- Qaraqush Location within Iran
- Coordinates: 32°41′51″N 50°48′06″E﻿ / ﻿32.69750°N 50.80167°E
- Country: Iran
- Province: Chaharmahal and Bakhtiari
- County: Saman
- District: Zayandehrud
- Rural District: Zarrin

Population (2016)
- • Total: 148
- Time zone: UTC+3:30 (IRST)

= Qaraqush, Iran =

Village in Chaharmahal and Bakhtiari province, Iran

Qaraqush (قرا قوش) (Note: Also romanized as Qarāqūsh; also known as Gharaghoosh, Qarāgāch, and Qareh Qāch) is a village in Zarrin Rural District of Zayandehrud District in Saman County, Chaharmahal and Bakhtiari province, Iran.

==Demographics==
===Ethnicity===
The village is populated by Turkic people.

===Population===
At the time of the 2006 National Census, the village's population was 114 in 36 households, when it was in Hureh Rural District of the former Saman District in Shahrekord County.

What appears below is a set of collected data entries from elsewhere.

PR #534, opened 2018-10-30
fix: ensure timeout argument is nonnegative

cdonati:
Previously, a gap between calls to `time.time()` could lead to a situation where the current time was less than `end` during the `while` condition, but it was greater than `end` when assigning a value to `timeout_at`.

This is the same issue describe in https://github.com/python-zk/kazoo/pull/518, but the fix is slightly different. It avoids a redundant call to `time.time()`. I've also included a unit test that exhibits the problem when run without the fix.

### DIFF
--- a/kazoo/tests/test_utils.py
+++ b/kazoo/tests/test_utils.py
@@ -1,0 +1,78 @@
+import unittest
+
+from mock import patch
+from nose import SkipTest
+
+try:
+    from kazoo.handlers.eventlet import green_socket as socket
+    EVENTLET_HANDLER_AVAILABLE = True
+except ImportError:
+    EVENTLET_HANDLER_AVAILABLE = False
+
+
+class TestCreateTCPConnection(unittest.TestCase):
+    def test_timeout_arg(self):
+        from kazoo.handlers import utils
+        from kazoo.handlers.utils import create_tcp_connection, socket, time
+
+        with patch.object(socket, 'create_connection') as create_connection:
+            with patch.object(utils, '_set_default_tcpsock_options'):
+                # Ensure a gap between calls to time.time() does not result in
+                # create_connection being called with a negative timeout
+                # argument.
+                with patch.object(time, 'time', side_effect=range(10)):
+                    create_tcp_connection(socket, ('127.0.0.1', 2181),
+                                          timeout=1.5)
+
+                for call_args in create_connection.call_args_list:
+                    timeout = call_args[0][1]
+                    assert timeout >= 0, 'socket timeout must be nonnegative'
+
+    def test_timeout_arg_eventlet(self):
+        if not EVENTLET_HANDLER_AVAILABLE:
+            raise SkipTest('eventlet handler not available.')
+
+        from kazoo.handlers import utils
+        from kazoo.handlers.utils import create_tcp_connection, time
+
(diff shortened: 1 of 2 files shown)


kazoo/tests/test_utils.py
```diff
@@ -0,0 +1,22 @@
+import unittest
+
+from mock import patch
+
+
+class TestCreateTCPConnection(unittest.TestCase):
+    def test_timeout_arg(self):
```
StephenSorriaux: It seems to me that this test is currently calling the `create_connection` method with a timeout of `0.5`. Should we add a test to verify that when using `create_tcp_connection(socket, ('127.0.0.1', 2181), timeout=0.5)` (that means, `timeout_at` is < 0), a `socket.error` is raised? Maybe that would also be better to change this `socket.error` to something more specific.

cdonati:
@StephenSorriaux Thanks for the review. Originally, I wasn't sure if (core) was applicable here for the scope, but that makes sense now.

In addition to the tests you suggested, I also added a couple tests for nonpositive timeout values.

Let me know if the amended commits address all of your comments.

kazoo/tests/test_utils.py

The following census in 2011 counted 124 people in 42 households. The 2016 census measured the population of the village as 148 people in 48 households, by which time the district had been separated from the county in the establishment of Saman County. The rural district was transferred to the new Zayandehrud District, and Qaraqush was transferred to Zarrin Rural District created in the district.